The first hours of a private charter are, in our experience, the ones that set the week. A yacht that has been correctly prepared — a provisioning list followed, a welcome done properly, a captain who has read the brief — produces a different week from one that has not.
What we design, in these first hours, is the handover: the move from the ordinary life ashore into the quieter life at sea. We take it carefully, and we have learned, over the years, to protect certain small rituals.
The boarding
We time it, where we can, for late afternoon. The crew are lined at the passerelle. The captain meets the party by name. A glass of something on the aft deck before the tour of the yacht begins. The safety briefing, which is required, is folded into an easy ten minutes. The first meal is served at eight, not sooner.
The first night aboard
We rarely sail on the first night. The yacht stays in harbour, or crosses only to a quiet anchorage twenty minutes out. The party wants sleep, not motion; dinner, not a passage. The real sailing begins the next morning.
The first full day
A slow breakfast on deck. A swim off the transom. A short passage to a cove the captain has identified privately. Lunch over the anchor, the first real meal on the water. An afternoon nap. A short second move to the evening anchorage. A proper dinner at sunset, with the lights of a small village coming on in the distance.

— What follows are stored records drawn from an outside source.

PR #6368, opened 2025-12-16
Some UI fixes

meyerlor:
This aims to fix 3 minor issues i found:

1. The tooltip for the digitizing tools when creating lines/polygons was hidden:
Tooltip-Digitizing

I'm a bit insecure regarding UI development - in 3.11 this tooltip fix works but if i change the map.css manually in 3.9.4 the tooltip still won't show. :(

The other two points affect the behaviour on mobile devices:

2. In Landscape mode, the "Baselayer" Dropdown menu was hidden/unreachable:
Basemap_portrait_copy

Fixed:
Baselayer_available

3. The menu on mobile devices is unnecessary broad:
Breite_legende

Improved:
fixed_legende

### DIFF
--- a/lizmap/www/assets/css/media.css
+++ b/lizmap/www/assets/css/media.css
@@ -264,8 +264,9 @@ only screen and (                   device-height <= 640px) {
     width: max-content; /* Automatic width based on content */
     min-width: 250px;
     max-width: 400px;
-    left: -100%; /* Completely outside viewport */
-    transition: left 0.3s cubic-bezier(0.77,0.2,0.05,1.0);
+    left: 0;
+    transform: translateX(-100%); /* Completely outside viewport */
+    transition: transform 0.3s cubic-bezier(0.77,0.2,0.05,1.0);
   }
 
   #mapmenu > div{
@@ -332,7 +333,7 @@ only screen and (                   device-height <= 640px) {
   }
 
   #menuToggle.opened ~ #mapmenu{
-    left: 0;
+    transform: translateX(0);
   }
 
   #menuToggle{


rldhont:
Thanks @meyerlor 

2 tests are failing with your changes :
* map-projects-switcher.spec.js `Switcher from map to map` because `#navbar button.btn.zoom-in` is probably not visible
* base-layers.spec.js `Base layers list` the project seems to not load as expected

For which version your fix is for ?

meyerlor:
@rldhont sorry, this is a bit more messy / complicated then i anticipated.

The fix for the missing tooltip tips when editing geometries is working in Lizmap 3.11.0-pre - but when I use the map.css / media.css in a 3.9.4 instance, the tooltip still won't show.

The missing baselayer - drop down menu shows up in 3.9.4 but not in 3.11

The menu broadness seems to work in both (although in 3.11. the menu tools are not in a list but in a  side-by-side stack:
grafik


I can work on it or just remove the pr - UI is kind of a minefield it seems :(

rldhont:
Hi @meyerlor, can we split this PR in two different one ?

I think the commit **Fix tooltip z-index in edition digitization tab** is for **LWC 3.10** because it fixes a **Bootstrap 5** issue in lizmap, and could not be used for LWC 3.9 because it is bootstrap 2.

The other commits is for LWC 3.10 and 3.9 because it is about the docks on mobile. It does not matter which bootstrap version is used. We have to fix how the menu is displayed on mobile with bootstrap 5 but it is not the purpose of your fix.

Are you agree ?

meyerlor:
yes sure thing - i will split it according to your suggestions !

meyerlor:
(or was your plan to split it yourself? feel free to reopen, i probably won't be able to do something here before the weekend)

rldhont:
Hi @meyerlor I have created the two PRs and will merged them.

meyerlor:
much appreciated!

PR #6370, opened 2025-12-18
[Bug] Error on add child element from parent attribute table

mind84:
Fixes syntax error in legacy edition code

Backport 3.9 and 3.10

Funded by Faunalia


rldhont:
Thanks @mind84

PR #6420, opened 2026-01-13
replaySubject notification

mind84:
Hi @mdouchin, @rldhont, @nboisteault,

this is only for demonstration purpose of what I meant with 

https://github.com/3liz/lizmap-web-client/pull/6414#issuecomment-3729514447

so you can evaluate whether it could be a valid solution or not.

This basically allows to "listen" to "event" already emitted and can replace the uiready event (covering the unfortunate cases when uiready/uicreated is emitted before the js custom is fully loaded).

You can also add the attached custom js in media to see how it works:

[test_ui_ready_subscriber.js](https://github.com/user-attachments/files/24592204/test_ui_ready_subscriber.js)

### DIFF
--- a/assets/src/index.js
+++ b/assets/src/index.js
@@ -26,6 +26,7 @@ import Treeview from './components/Treeview.js';
 import NavBar from './components/NavBar.js';
 import Tooltip from './components/Tooltip.js';
 import Message from './components/Message.js';
+import { ReplaySubject } from 'rxjs';
 
 import { mainLizmap, mainEventDispatcher } from './modules/Globals.js';
 import executeJSFromServer from './modules/ExecuteJSFromServer.js';
@@ -74,6 +75,10 @@ const definedCustomElements = () => {
     window.customElements.define('lizmap-navbar', NavBar);
     window.customElements.define('lizmap-tooltip', Tooltip);
     window.customElements.define('lizmap-message', Message);
+
+    // call the next() method on ReplaySubject.
+    // every subscribers of this ReplaySubject receive a notification
+    lizMap.uiReadySubscriber.next(1);
 }
 
 /**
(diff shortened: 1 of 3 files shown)


rldhont:
Hi @mind84, thanks for pointing us this library https://rxjs.dev/

We have some legacy events based on OpenLayers 2 events class and we have an `EventDispatcher` as a singleton and used in `State` classes.

```js
/**
 * Export global objects needed by lizmap components and classes
 * Internal use only
 */

import Lizmap from './Lizmap.js';
import EventDispatcher from '../utils/EventDispatcher.js';

const mainEventDispatcher = new EventDispatcher();
const mainLizmap = new Lizmap(mainEventDispatcher);

export {
    mainLizmap,
    mainEventDispatcher
};
```

```js
/**
 * The main Lizmap definition
 * @class
 * @name Lizmap
 */
export default class Lizmap {

    constructor(eventDispatcher) {
        this._eventDispatcher = eventDispatcher;
...
    }

...

    /**
     * The main event dispatcher
     * @type {EventDispatcher}
     */
    get eventDispatcher() {
        return this._eventDispatcher;
    }

...

}
```

```js

/**
 * Class representing a layer item state: could be group, vector or raster layer
 * @class
 * @augments EventDispatcher
 */
export class LayerItemState extends EventDispatcher {
...
}
```

We have to remove the legacy events, but how can we reconcile the Reactive Extensions Library and our EventDispatcher ?

mdouchin:
Perhaps we could find a way to have the same behaviour as the librairy but without depending on it ? Not sure it is possible, but a native JS event dispatcher which fit our needs would be better IMHO, if possible

Some nice introduction to observables : https://sabrinabea.com/JavaScript/sytykjs/16-observables.html

mind84:
Hi @rldhont, @mdouchin,

it's definitely possible to replicate the behavior of `rxjs` lib without add it as dependency, probably by enhancing the `EventDispatcher` class. The goal, to me, is to remove the ol2 dependency but this requires a massive refactor.

I'll keep this PR as draft and try to implement the ReplaySubject behavior with native js. Probably it'll take some time :)

Thank you!

rldhont:
Hi @mind84, `rxjs` is great lib and could be usefull. If it could help to use `Observable`, we can use it.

By the end of this first day, the week begins to feel settled. The party’s rhythm has met the yacht’s rhythm, and the two have agreed on a pace. This is the real beginning of the charter — not the signing of the contract, nor the airport transfer, but the moment when the boat becomes, as the boat is meant to become, home.
We say often to first-time charter clients: the success of a private charter is set in the first twenty-four hours. A captain and a crew who understand this are worth everything. We work with a small circle of them, and it is the reason our charter weeks consistently become the weeks our clients return to.